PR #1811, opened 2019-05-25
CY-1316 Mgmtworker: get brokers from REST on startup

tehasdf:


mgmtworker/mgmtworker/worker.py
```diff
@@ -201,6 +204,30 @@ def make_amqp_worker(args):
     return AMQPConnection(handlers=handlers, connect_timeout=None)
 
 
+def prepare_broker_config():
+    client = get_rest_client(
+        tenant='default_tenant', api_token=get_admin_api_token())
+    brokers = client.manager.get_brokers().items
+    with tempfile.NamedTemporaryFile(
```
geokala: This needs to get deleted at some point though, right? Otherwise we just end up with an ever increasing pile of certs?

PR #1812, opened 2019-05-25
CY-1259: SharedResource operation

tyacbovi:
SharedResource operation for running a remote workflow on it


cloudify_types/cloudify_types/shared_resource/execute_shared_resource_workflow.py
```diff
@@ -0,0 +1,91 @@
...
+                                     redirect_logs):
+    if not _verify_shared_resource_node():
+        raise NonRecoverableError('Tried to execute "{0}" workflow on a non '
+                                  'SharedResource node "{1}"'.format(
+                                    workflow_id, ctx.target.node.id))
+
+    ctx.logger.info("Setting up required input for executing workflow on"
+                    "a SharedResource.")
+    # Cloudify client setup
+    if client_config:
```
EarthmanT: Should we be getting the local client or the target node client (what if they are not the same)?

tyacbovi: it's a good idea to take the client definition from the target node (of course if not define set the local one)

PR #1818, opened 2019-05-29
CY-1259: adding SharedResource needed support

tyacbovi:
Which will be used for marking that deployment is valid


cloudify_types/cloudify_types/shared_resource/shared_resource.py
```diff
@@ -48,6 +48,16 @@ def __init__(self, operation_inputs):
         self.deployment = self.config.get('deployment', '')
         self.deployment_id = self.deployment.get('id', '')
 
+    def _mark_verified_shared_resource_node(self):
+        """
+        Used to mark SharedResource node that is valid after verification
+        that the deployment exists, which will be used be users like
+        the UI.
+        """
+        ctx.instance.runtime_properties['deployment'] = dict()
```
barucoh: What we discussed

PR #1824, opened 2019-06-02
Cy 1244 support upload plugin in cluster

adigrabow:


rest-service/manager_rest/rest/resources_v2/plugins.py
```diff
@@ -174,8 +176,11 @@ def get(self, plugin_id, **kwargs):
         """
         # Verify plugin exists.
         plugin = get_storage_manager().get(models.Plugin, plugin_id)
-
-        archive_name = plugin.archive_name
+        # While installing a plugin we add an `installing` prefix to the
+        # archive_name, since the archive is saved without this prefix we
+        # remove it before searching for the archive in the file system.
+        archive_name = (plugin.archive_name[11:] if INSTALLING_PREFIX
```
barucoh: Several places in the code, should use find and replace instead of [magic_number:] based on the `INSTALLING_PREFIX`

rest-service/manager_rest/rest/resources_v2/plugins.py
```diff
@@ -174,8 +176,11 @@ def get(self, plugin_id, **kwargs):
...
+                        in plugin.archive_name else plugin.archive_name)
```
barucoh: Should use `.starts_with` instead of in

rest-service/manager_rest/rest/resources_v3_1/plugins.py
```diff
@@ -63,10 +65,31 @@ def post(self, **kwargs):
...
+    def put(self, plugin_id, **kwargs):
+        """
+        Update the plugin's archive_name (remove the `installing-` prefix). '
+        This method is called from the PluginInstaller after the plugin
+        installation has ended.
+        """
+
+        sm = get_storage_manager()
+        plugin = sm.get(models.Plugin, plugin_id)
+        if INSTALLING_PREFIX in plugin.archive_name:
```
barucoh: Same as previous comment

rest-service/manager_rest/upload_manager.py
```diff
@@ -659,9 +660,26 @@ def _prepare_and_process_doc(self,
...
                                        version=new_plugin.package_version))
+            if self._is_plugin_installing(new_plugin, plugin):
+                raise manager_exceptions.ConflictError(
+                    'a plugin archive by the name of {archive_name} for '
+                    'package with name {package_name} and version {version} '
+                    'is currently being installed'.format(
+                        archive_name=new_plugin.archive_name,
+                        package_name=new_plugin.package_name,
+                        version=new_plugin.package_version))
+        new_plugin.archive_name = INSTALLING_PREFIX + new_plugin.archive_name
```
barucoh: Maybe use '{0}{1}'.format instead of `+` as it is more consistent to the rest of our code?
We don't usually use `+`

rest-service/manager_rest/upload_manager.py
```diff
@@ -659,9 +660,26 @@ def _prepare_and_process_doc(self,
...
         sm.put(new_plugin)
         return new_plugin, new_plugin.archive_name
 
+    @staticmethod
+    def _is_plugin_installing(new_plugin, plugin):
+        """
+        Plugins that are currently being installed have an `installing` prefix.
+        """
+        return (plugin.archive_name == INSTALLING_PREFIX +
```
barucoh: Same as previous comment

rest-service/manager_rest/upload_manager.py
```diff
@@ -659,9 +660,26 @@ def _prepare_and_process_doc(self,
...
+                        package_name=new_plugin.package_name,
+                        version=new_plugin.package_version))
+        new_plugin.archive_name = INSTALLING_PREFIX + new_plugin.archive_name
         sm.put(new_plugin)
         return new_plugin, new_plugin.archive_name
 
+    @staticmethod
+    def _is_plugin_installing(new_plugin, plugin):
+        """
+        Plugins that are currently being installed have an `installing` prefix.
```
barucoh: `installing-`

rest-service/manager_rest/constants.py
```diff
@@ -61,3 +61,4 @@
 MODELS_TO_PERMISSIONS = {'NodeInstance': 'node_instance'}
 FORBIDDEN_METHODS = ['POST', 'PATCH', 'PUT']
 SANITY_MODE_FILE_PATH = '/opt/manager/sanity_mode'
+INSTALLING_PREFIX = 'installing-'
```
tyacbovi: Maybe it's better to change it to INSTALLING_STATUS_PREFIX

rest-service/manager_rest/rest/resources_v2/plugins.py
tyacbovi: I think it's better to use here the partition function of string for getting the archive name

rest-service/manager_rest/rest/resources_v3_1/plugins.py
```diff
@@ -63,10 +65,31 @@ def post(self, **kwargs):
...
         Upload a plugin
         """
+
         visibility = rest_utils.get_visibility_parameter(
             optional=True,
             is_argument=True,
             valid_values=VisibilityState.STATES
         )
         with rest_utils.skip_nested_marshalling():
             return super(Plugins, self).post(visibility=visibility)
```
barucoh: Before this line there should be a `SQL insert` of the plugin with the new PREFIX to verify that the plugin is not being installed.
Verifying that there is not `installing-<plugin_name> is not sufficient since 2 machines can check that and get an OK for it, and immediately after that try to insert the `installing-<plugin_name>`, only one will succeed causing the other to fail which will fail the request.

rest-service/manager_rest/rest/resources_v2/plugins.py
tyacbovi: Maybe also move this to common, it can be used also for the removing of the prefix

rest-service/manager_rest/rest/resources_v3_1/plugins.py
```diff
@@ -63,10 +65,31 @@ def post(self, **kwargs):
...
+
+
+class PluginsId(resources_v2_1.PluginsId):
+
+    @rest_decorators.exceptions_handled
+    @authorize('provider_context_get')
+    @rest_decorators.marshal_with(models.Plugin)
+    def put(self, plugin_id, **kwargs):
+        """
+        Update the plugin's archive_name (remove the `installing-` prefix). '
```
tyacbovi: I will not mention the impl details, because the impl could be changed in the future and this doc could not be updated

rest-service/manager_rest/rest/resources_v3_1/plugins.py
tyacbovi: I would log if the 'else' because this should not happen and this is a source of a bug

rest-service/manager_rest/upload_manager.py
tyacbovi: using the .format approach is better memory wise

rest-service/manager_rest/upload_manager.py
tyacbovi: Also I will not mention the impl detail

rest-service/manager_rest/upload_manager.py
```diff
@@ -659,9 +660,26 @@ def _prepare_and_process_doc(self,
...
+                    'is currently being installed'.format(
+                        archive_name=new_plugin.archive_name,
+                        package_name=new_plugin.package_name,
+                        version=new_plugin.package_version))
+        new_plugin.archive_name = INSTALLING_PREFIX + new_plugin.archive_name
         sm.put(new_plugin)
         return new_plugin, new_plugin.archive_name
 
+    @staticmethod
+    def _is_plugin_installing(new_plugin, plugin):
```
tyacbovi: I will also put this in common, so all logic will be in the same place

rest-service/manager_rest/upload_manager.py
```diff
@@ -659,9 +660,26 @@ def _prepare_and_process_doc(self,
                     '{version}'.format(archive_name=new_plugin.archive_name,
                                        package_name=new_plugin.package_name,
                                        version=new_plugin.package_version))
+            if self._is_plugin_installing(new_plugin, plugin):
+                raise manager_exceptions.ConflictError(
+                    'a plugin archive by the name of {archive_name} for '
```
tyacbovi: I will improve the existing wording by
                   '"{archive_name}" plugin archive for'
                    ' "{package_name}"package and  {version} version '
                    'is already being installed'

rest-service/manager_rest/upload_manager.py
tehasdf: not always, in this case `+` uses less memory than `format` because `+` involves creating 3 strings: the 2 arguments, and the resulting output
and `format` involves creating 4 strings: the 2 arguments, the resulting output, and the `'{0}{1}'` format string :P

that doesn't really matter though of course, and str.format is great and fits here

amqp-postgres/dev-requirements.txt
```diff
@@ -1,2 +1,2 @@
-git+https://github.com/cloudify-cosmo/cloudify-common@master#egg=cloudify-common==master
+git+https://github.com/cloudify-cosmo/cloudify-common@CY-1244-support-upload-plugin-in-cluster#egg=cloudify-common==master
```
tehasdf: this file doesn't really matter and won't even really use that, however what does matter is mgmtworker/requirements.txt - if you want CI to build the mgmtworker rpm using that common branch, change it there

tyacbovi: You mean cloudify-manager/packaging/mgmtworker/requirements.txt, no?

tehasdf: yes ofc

**Aim of the task**
Which lines of the records contain "from"? Show each of them.

**Reply**
CY-1316 Mgmtworker: get brokers from REST on startup
tyacbovi: it's a good idea to take the client definition from the target node (of course if not define set the local one)
+        This method is called from the PluginInstaller after the plugin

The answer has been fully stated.